## Your task
Where does the string "semgrep" occur in the entries below? Copy every line where it does.

## Extracted information

PR #5310, opened 2022-05-25
fix(dataflow,scala): Correctly translate return when it's an expression

### LINKED ISSUE #4975: [scala] Functions do not work as taint sinks
**Describe the bug**
Simple functions do not work as taint syncs, even though they should.

**To Reproduce**
https://semgrep.dev/s/ezzer17:simple-function-sink-2
If you remove the `return`, it works

**Expected behavior**
Rule has one match

- P1: important to fix or quite annoying

kopecs:
Fixes #4975.

The underlying issue that we current do not translate return from the generic AST to IL when `return` in the source language may be an expression (e.g., Rust, Scala). This PR adds a case to handle this.

PR checklist:

- [x] Changelog is up-to-date

Test plan: test included for both implict & explict return in Scala.


semgrep-core/tests/OTHER/rules/taint_scala_return.scala
```diff
@@ -0,0 +1,9 @@
+def no_ret(x: Int) : Int = {
```
mmcqd: This test should go in `semgrep-core/tests/tainting_rules/scala`

mmcqd (approved):
Great job! Fixing tainting bugs isn't easy

semgrep-core/tests/tainting_rules/scala/return_expr.scala
```diff
@@ -0,0 +1,9 @@
+def no_ret(x: Int) : Int = {
```
IagoAbal: No need to change, but just FYI `tests/tainting_rules` is a leftover from when `semgrep-core -rules` could not parse taint rules and we had a different switch for running them. Nowadays I try to put taint tests under `tests/OTHER/rules/` and I just prefix them with `taint_`.

IagoAbal (approved):
Very nice! Could you please add this https://semgrep.dev/s/ezzer17:simple-function-sink-2 (the example provided in #4975) also as a test case?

## Output of the task
https://semgrep.dev/s/ezzer17:simple-function-sink-2
semgrep-core/tests/OTHER/rules/taint_scala_return.scala
mmcqd: This test should go in `semgrep-core/tests/tainting_rules/scala`
semgrep-core/tests/tainting_rules/scala/return_expr.scala
IagoAbal: No need to change, but just FYI `tests/tainting_rules` is a leftover from when `semgrep-core -rules` could not parse taint rules and we had a different switch for running them. Nowadays I try to put taint tests under `tests/OTHER/rules/` and I just prefix them with `taint_`.
Very nice! Could you please add this https://semgrep.dev/s/ezzer17:simple-function-sink-2 (the example provided in #4975) also as a test case?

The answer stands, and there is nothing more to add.